Creamy pumpkin soup: Norwegen autumvibes meet seaweed.

Pumpkin Soup supercharged with Alaria flakes and seeds.

The autumn is bright yellow and shows its most beautiful colors in food and nature. Go for those intensive colors of bright orange and yellow in your food and boost yourself for the winter.

We love to eat by the season and this month means it is still the last chance for pumpkin. I love to use the Hokkaido since you don’t have to take the skin off and can use the whole vegetable.

Another great fact that we love about soups, especially for the family kitchen table, is that is is such a good way to use up leftovers and puree them into a wonderful and warming soup. If you stick to the recipe it will always taste the same, however, if you like to use up what you find in the fridge, like a tired celery or forgotten potato, put it in and no-one will notice.

However, here are the must-have ingredients for this creamy super soup.

This recipe is one of our family favorites and has been with us for quite a few years.

Recipe summary:

Time: 40 mins.

Flavour Intensity: Light

Featuring: Alaria (dried whole leaves and flakes)


Ingredients:

  • Small Hokkaido pumpkin

  • 3 carrots

  • 1 sweet potato (optional)

  • 1 onion

  • Big piece of turmeric

  • Freshly grounded pepper

  • Small piece of ginger

  • Splash of orange juice

  • little whole leaf Alaria

  • Can of coconut milk

  • Little seaweed salt

  • 1/2 teaspoon of fennel seeds


Preparation:

Wash and cut the veggies (they should all be about the same size).

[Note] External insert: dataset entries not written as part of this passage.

PR #2426, opened 2026-06-03
feat(cli): add non-interactive config commands

ehz0ah:
## Summary

Adds non-interactive `ov config` commands for agent-driven provisioning while preserving the existing interactive `ov config` wizard for humans.

This introduces prompt-free config management for saved CLI configs:

- `ov config add cloud ...`
- `ov config add self-managed ...`
- `ov config edit <name> ...`
- `ov config delete <name> [--force]`
- `ov config list`
- `ov config switch <name>`

## Motivation

Agents need a deterministic setup path that does not depend on keyboard navigation, terminal prompts, or first-run language selection. The interactive wizard remains the polished human path, while these subcommands provide explicit flags, stable JSON output, and clear failure modes for automation.

## Behavior

- Keeps bare `ov config` as the interactive wizard.
- Keeps bare `ov config switch` as the interactive selector.
- Adds `ov config switch <name>` as an offline non-interactive activation command.
- Bypasses first-run language selection for the new non-interactive config commands only.
- Validates `add` and `edit` before writing config files.
- Keeps `list`, `delete`, and `switch <name>` as offline file operations.
- Reads secrets only from stdin or environment variables; no `--api-key <value>` flag is added.
- Trims stdin/env secret values and fails clearly if a secret source is empty or unset.
- Avoids `build_config` fallback semantics for non-interactive writes so `api_key` and `root_api_key` are controlled explicitly.
- Supports stable JSON success and error contracts with `-o json`.
- Uses fixed exit codes for bad input, existing config conflicts, validation failures, auth/key-role mismatch, and refused operations.

## Config Rules

- Cloud configs use the fixed Volcengine Cloud endpoint and require an API key.
- Cloud `--account` and `--user` are optional; omitted identity is derived from the key/server behavior.
- Self-managed configs default to `http://127.0.0.1:1933`.
- Remote self-managed configs require an API key or root API key.
- Local no-key self-managed configs default omitted account/user to `default`/`default`.
- Root API keys require explicit account/user identity when used for normal self-managed commands.
- A self-managed root-only config is normalized to store the root key for both normal and sudo use after role validation.
- Replacing an active saved config with `--force` requires `--activate` so the saved and active config do not silently diverge.
- Deleting a missing config is an idempotent success.
- Deleting the active config is refused.

## Notes

Saved and active config files remain separate writes: validate first, write the saved config, then write active `ovcli.conf` when activation is requested. This matches the current file model and avoids changing the config format in this PR.

## Test Plan

- `cargo test -p ov_cli`
- `cargo build -p ov_cli`
- `git diff --check`

Additional smoke checks were run with a temporary HOME:

- `ov config list -o json`
- `ov config delete missing -o json`
- `ov config switch missing -o json`
- `ov config add cloud --help`
- `ov config add self-managed --help`
- `ov config add cloud --name serverless --api-key-env OV_KEY --activate -o json`
- `ov config edit serverless --api-key-env OV_KEY --activate -o json`

### DIFF
--- a/crates/ov_cli/src/base_client.rs
+++ b/crates/ov_cli/src/base_client.rs
@@ -264,7 +264,10 @@ impl BaseClient {
         };
 
         if !status.is_success() {
-            return Err(Error::Api(api_error_from_envelope(&json, status)));
+            return Err(Error::api_with_status(
+                api_error_from_envelope(&json, status),
+                status.as_u16(),
+            ));
         }
 
         if let Some(error) = json.get("error") {
@@ -277,7 +280,10 @@ impl BaseClient {
                     .get("message")
                     .and_then(|m| m.as_str())
                     .unwrap_or("Unknown error");
-                return Err(Error::Api(format!("[{}] {}", code, message)));
+                return Err(Error::api_with_status(
+                    format!("[{}] {}", code, message),
+                    status.as_u16(),
+                ));
             }
         }
 
--- a/crates/ov_cli/src/client.rs
+++ b/crates/ov_cli/src/client.rs
@@ -282,7 +282,7 @@ impl HttpClient {
                 }
             };
 
-            return Err(Error::Api(error_msg));
+            return Err(Error::api(error_msg));
         }
 
         response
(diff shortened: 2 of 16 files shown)


t0saki (approved):
LGTM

Fry the onion, turmeric, ginger and with the fennel seeds on low heat. 

Next add all other vegetables at the same time and fry for a little bit.

Then add orange juice, coconut milk and some water, till everything all the vegetables are covered with liquid. Add the Alaria leaves and let it all cook for 20 min. Alaria really adds some in-depth flavor here, as well as natural saltiness and is a wonderful vegan choice of naturally occurring iodine.

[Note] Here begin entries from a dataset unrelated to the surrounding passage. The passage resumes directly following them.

PR #3169, opened 2026-07-11
fix(agent): detect stop tool anywhere in a multi-tool batch

nankingjing:
## Summary
The agent loop's stop-tool detection only inspected a single tool in a batch, so when the model emitted several tool calls in one turn and a stop tool was **not** in the first position, the loop failed to recognize it and did not stop.

## Problem
The check tested one entry rather than the whole batch, missing a stop tool anywhere but the checked position.

## Fix
Detect a stop tool anywhere in the batch:
```python
any(t.get("tool_name") in stop_tools for t in tools_used)
```
so a stop tool in any position terminates the loop as intended.

## Test
`bot/vikingbot/tests/unit/test_agent/test_stop_tool_preservation.py` — covers a stop tool in a non-first batch position triggering stop (3 passed).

Check if the vegetables are soft and add pepper and salt as much as needed.

When everything is soft and tasty, puree into a creamy soup.

For further possibilities of decoration please read on. 

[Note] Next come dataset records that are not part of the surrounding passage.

PR #3175, opened 2026-07-11
perf: parallelize type quota recall searches

huangruiteng:
## 动机

修复 #3156。type-quota recall 当前按 memory type 和 target root 串行等待彼此独立的 search，端到端延迟会随分支数量累加。

## 改动思路

只并发调度互不依赖的 search I/O；所有结果仍按既有 TYPE_ORDER 和 root 顺序汇总，再进入原有 dedupe、peer penalty、quota、rank 与 rendering 流程，避免让完成时序改变返回语义。

## 具体改动

- 在 type-quota recall 内并发查询 active memory types、各 target roots 与可选的 open-peer 分支。
- 保持原有 other-peer 过滤、去重、惩罚和配额逻辑不变。
- 新增纯单元回归：用 barrier 证明独立分支会同时启动，并用反向完成顺序证明最终 type/rank 顺序稳定。

## 验证

- PYTEST_DISABLE_PLUGIN_AUTOLOAD=1 ... pytest tests/retrieve/test_type_quota_recall.py -q：2 passed
- pytest tests/server/test_recall_peer_scope.py::test_normalize_penalties_defaults_scalar_dict_and_clamp -q：1 passed
- uvx ruff check openviking/retrieve/type_quota_recall.py tests/retrieve/test_type_quota_recall.py：passed
- uvx ruff format --check openviking/retrieve/type_quota_recall.py tests/retrieve/test_type_quota_recall.py：passed
- python -m py_compile：passed
- git diff --check：passed

## 对主干的风险与未覆盖

风险集中在并发 I/O 对下游 search service 的瞬时请求数；并发量仍由当前请求中 active types、roots 与 peer scope 的既有有限分支决定，没有引入后台任务或无界 fan-out。未在本机运行完整 server endpoint suite，因为本机缺少该 fixture 所需的原生 RAGFS binding；新增回归使用无服务依赖的 fake search 边界，完整集成覆盖交由 CI 验证。

PR #3177, opened 2026-07-12
fix(retrieve): only count preference_full_count on actual full render

nankingjing:
## Bug

In `openviking/retrieve/type_quota_recall.py::search_type_quota_recall`, the preference full-render cap counter (`preference_full_count`) was incremented **before** the budget check:

```python
if memory_type == "preferences":
    can_try_full = preference_full_count < PREFERENCE_FULL_LIMIT
    preference_full_count += 1   # BUG: incremented unconditionally
```

So the first `PREFERENCE_FULL_LIMIT` preference memories that *failed* the per-type character budget (e.g. oversized content) wasted the cap. Subsequent preferences that **would have fit** were denied full rendering even though their full fragments fit within both the per-type and global budgets.

## Fix

Move the increment inside the successful-full branch so it only counts when a preference actually renders as `"full"`:

```python
if memory_type == "preferences":
    can_try_full = preference_full_count < PREFERENCE_FULL_LIMIT
# ...budget check...
if (
    can_try_full
    and used_by_type.get(memory_type, 0) + full_chars
    <= budgets.get(memory_type, max_chars)
    and total_chars + full_chars <= max_chars
):
    mode = "full"
    entry_content = content
    fragment = full
    used_by_type[memory_type] = used_by_type.get(memory_type, 0) + full_chars
    total_chars += full_chars
    if memory_type == "preferences":
        preference_full_count += 1   # Only count on actual success
```

## Regression test

`tests/server/test_type_quota_preference_counter.py` covers two scenarios:

1. **Counter no longer wasted on failure** — first `PREFERENCE_FULL_LIMIT` entries have oversized content (5KB) that fails the budget; subsequent entries have small content. With the fix, the small entries render as `"full"` because the cap wasn't wasted on the oversized ones.
2. **Cap still enforced on success** — when budget allows all entries to render full, exactly `PREFERENCE_FULL_LIMIT` render as `"full"`; later entries stay at summary/uri. Pins the invariant that the cap still works when content does fit.

### DIFF
--- a/openviking/retrieve/type_quota_recall.py
+++ b/openviking/retrieve/type_quota_recall.py
@@ -405,7 +405,6 @@ async def search_type_quota_recall(
             can_try_full = memory_type in budgets
             if memory_type == "preferences":
                 can_try_full = preference_full_count < PREFERENCE_FULL_LIMIT
-                preference_full_count += 1
             if (
                 can_try_full
                 and used_by_type.get(memory_type, 0) + full_chars
@@ -417,6 +416,8 @@ async def search_type_quota_recall(
                 fragment = full
                 used_by_type[memory_type] = used_by_type.get(memory_type, 0) + full_chars
                 total_chars += full_chars
+                if memory_type == "preferences":
+                    preference_full_count += 1
             elif memory_type == "events":
                 summary = _extract_event_summary(content, fallback=abstract)
                 if summary:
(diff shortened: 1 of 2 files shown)


nankingjing:

nankingjing:
Updated the regression test for current main after #3175 introduced parallel recall and content-hash dedupe. The test now uses unique memory content and asserts by URI identity while preserving the original invariant: only successful full renders consume the preference limit. Focused test: pytest tests/server/test_type_quota_preference_counter.py -v (2 passed).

The decoration and toppings are the fact that our kids especially love about this soup. And there are various possibilities. 

Use up your old bread and make some wonderful garlic croutons. Roasted sunflower and pumpkin seeds, Alaria flakes, pomegranate seeds and fresh parsely are also a great topping and super nutritious addition to this powerful soup. If you have the chance to get some dark pumpkin seed oil and it is traditionally used in Austria, please go for it.

Continue reading why turmeric is such a great choice especially in the cold time of the year.

Recent studies have proven that curcumin, the compound mainly found in turmeric spice, has anti-fungal, anti- viral and anti- bacteria properties in your microbiome. So it is a good choice when nourishing your body for the autumn and winter season. The freshly ground pepper strengthens this property.

Who would be interested in some nutrition facts about Alaria? Please leave a comment and I will gather some information and interesting food facts for you. 

Enjoy and feel free to share!

Enjoy your warming winter soup and nourish your body and soul. The turmeric has anti-viral properties, so it is a great choice for the cold months.